┌──

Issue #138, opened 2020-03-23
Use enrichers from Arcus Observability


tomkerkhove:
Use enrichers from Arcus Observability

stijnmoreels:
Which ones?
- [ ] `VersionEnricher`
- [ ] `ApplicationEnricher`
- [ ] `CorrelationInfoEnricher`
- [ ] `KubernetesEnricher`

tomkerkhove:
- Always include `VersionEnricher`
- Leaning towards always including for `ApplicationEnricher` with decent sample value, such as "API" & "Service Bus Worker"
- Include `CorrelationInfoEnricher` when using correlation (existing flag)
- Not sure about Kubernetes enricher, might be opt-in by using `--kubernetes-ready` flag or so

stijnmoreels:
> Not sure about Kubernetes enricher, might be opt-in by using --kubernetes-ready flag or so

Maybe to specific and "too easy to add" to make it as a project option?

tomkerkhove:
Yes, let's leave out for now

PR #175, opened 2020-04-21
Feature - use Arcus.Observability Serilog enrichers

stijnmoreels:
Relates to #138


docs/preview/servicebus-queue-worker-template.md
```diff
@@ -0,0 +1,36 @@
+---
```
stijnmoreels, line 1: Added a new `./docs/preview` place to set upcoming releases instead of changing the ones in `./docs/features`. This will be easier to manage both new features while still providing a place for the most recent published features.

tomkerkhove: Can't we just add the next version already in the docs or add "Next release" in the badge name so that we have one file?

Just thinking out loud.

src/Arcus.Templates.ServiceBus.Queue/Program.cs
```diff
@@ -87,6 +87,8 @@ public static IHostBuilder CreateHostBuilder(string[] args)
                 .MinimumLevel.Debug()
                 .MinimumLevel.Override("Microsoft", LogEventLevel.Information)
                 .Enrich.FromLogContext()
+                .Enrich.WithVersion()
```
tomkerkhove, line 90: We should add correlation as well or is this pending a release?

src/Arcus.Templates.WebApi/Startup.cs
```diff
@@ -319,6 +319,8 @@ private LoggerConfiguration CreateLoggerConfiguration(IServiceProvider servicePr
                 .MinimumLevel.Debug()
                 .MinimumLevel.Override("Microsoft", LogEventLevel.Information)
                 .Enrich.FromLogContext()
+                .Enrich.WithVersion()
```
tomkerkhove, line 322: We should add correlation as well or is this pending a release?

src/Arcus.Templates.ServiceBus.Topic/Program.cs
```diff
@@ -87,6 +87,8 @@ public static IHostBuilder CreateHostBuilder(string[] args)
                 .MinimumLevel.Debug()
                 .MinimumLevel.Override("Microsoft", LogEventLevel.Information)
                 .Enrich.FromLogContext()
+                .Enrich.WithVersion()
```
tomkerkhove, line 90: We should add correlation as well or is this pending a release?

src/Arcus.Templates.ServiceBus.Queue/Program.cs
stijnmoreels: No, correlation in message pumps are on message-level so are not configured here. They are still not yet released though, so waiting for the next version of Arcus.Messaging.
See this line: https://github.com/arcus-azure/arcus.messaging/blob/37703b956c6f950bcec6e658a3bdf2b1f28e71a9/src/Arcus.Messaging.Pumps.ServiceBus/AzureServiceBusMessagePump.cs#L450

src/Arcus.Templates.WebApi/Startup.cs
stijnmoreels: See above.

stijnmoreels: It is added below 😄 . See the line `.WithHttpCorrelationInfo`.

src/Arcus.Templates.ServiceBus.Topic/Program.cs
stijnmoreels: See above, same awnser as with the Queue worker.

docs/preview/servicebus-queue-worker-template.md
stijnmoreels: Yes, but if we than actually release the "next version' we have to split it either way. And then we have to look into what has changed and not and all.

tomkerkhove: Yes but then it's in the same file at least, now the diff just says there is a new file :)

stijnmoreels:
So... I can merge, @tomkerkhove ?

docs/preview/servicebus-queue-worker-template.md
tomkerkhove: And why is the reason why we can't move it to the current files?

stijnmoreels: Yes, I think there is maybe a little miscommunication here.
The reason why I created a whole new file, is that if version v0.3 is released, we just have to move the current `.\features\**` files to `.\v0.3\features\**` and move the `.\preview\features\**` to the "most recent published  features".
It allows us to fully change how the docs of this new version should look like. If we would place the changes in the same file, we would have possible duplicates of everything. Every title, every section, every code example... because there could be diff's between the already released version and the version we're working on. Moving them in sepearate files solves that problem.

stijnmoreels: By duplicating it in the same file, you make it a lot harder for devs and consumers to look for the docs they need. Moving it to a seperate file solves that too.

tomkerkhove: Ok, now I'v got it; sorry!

└──
┌──

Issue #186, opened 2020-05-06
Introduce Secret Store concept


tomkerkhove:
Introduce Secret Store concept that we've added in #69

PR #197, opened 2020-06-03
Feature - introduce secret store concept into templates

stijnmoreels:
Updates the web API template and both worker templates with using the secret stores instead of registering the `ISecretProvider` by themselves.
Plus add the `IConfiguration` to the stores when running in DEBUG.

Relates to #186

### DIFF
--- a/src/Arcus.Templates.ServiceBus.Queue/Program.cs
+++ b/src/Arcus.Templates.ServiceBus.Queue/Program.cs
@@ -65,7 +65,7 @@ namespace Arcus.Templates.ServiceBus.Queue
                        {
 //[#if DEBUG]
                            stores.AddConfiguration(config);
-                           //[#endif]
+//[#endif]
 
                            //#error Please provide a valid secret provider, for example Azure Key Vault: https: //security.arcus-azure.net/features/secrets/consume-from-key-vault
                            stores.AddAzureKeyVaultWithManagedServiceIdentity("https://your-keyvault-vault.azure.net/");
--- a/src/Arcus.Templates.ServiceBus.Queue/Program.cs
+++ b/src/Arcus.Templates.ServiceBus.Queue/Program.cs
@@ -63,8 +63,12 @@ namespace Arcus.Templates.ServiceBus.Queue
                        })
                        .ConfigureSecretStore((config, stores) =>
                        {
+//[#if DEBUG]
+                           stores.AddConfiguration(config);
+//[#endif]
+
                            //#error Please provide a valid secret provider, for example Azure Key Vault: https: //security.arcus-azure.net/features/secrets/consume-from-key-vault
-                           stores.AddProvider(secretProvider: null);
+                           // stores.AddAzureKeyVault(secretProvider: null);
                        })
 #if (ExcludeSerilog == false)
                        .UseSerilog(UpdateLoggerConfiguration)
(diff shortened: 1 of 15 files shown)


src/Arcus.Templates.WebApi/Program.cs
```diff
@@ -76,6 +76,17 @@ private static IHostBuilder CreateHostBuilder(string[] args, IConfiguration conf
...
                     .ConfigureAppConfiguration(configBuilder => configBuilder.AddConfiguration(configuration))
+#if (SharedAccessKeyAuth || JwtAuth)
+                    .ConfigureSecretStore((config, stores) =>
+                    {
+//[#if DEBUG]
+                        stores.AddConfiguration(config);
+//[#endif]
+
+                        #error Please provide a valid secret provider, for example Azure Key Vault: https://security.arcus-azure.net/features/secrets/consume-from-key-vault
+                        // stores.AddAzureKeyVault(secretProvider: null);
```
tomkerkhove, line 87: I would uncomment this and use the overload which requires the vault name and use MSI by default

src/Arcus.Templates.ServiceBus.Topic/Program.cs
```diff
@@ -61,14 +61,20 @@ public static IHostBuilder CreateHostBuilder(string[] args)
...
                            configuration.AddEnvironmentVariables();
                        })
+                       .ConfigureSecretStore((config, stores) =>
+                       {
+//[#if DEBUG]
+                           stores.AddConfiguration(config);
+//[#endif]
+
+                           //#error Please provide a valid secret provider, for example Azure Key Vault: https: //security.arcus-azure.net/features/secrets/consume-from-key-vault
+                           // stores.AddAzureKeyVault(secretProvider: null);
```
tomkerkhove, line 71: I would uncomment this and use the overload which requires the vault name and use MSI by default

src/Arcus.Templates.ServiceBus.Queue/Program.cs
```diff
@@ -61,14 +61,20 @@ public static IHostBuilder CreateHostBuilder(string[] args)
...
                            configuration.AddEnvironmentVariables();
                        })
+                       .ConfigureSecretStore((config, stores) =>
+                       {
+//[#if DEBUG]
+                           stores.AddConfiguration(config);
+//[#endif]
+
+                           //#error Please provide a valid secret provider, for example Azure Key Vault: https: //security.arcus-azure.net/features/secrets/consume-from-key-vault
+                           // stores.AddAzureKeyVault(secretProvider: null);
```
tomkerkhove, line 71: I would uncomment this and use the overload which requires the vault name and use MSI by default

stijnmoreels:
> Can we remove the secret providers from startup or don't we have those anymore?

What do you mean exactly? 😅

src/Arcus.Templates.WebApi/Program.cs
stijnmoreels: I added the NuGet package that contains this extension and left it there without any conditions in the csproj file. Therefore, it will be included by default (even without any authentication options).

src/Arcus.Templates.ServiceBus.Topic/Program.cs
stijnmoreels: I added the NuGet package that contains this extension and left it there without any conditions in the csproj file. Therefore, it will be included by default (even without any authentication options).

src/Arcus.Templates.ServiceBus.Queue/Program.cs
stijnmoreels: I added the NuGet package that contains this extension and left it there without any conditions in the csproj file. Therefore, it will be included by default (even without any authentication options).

└──
┌──

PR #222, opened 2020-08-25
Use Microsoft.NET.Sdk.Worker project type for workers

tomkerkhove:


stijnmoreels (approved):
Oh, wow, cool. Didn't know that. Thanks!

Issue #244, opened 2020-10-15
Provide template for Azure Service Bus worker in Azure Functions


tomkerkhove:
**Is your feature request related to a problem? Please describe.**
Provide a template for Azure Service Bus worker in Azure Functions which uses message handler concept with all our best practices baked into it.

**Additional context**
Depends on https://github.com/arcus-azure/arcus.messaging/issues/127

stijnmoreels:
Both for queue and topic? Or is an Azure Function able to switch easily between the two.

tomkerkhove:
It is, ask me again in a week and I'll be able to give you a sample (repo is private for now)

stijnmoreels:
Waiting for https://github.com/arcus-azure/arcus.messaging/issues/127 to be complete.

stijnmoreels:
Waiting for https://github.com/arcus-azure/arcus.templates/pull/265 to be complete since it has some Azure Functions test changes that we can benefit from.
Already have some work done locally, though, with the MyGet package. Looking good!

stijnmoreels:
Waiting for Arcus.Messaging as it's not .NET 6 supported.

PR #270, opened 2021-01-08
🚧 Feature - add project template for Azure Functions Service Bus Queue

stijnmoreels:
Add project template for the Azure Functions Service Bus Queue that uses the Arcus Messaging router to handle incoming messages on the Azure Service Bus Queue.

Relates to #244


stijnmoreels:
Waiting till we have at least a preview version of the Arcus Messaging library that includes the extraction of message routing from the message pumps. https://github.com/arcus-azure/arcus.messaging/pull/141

└──

» Activity: What lines above contain the word "project"? Return each such line.

» Solution to the exercise:
Maybe to specific and "too easy to add" to make it as a project option?
Use Microsoft.NET.Sdk.Worker project type for workers
🚧 Feature - add project template for Azure Functions Service Bus Queue
Add project template for the Azure Functions Service Bus Queue that uses the Arcus Messaging router to handle incoming messages on the Azure Service Bus Queue.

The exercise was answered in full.